◆ SUPPLIED DATA ◆
PR #1247, opened 2024-05-02
Check write permission for output locations

mjh1:
Annoyingly this relies on having delete permission (to delete the temp file once created) but I couldn't find any other way to achieve this check. Pretty sure there are cases where delete is already needed anyway when we overwrite certain output files.

### DIFF
--- a/clients/object_store_client.go
+++ b/clients/object_store_client.go
@@ -93,32 +93,6 @@ func UploadToOSURLFields(osURL, filename string, data io.Reader, timeout time.Du
 	return nil
 }
 
-func CheckWritePermission(url *url.URL) error {
-	if url.Scheme == "memory" {
-		// delete is not supported for memory and it's only used for tests so just return here
-		return nil
-	}
-
-	tmpFileName := "tmp"
-	urlString := url.String()
-
-	// check write permission by uploading a file
-	err := UploadToOSURL(urlString, tmpFileName, strings.NewReader(""), time.Second)
-	if err != nil {
-		return fmt.Errorf("failed to upload tmp file for %s: %w", log.RedactURL(urlString), err)
-	}
-
-	storageDriver, err := drivers.ParseOSURL(urlString, true)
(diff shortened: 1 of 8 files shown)


thomshutt:
Why don't we just call it `metadata.json`, put some metadata about the video in it and then leave it there

clients/object_store_client.go
```diff
@@ -93,6 +93,32 @@ func UploadToOSURLFields(osURL, filename string, data io.Reader, timeout time.Du
 	return nil
 }
 
+func CheckWritePermission(url *url.URL) error {
+	if url.Scheme == "memory" {
+		// delete is not supported for memory and it's only used for tests so just return here
+		return nil
+	}
+
+	tmpFileName := "tmp"
```
victorges, line 102: Maybe add a random UUID or timestamp here to avoid concurrency issues with multiple nodes running this?

victorges (approved):
LGTM

clients/object_store_client.go
mjh1: I think we should be ok from that point of view since we're already writing files statically named e.g. 'index.m3u8' etc? For normal vod jobs this will be a location unique to the job and for transcode api the users have defined their output location.

mjh1:
@thomshutt could you take another look? thanks

test/features/vod.feature
```diff
@@ -25,12 +25,17 @@ Feature: VOD Streaming
...
+    And I submit to the internal "/api/vod" endpoint with "<payload>"
     And receive a response within "3" seconds
     Then I get an HTTP response with code "400"
     And my "failed" vod request metrics get recorded
 
+    Examples:
+      | payload                                             |
+      | an invalid upload vod request                       |
+      | a valid upload vod request with no write permission |
+
```
thomshutt, line 38: Love to see it

thomshutt (approved):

◆ WHAT IS BEING ASKED ◆
Show all lines above holding "thomshutt".

◆ ANSWER SPACE ◆
thomshutt:
@thomshutt could you take another look? thanks
thomshutt, line 38: Love to see it
thomshutt (approved):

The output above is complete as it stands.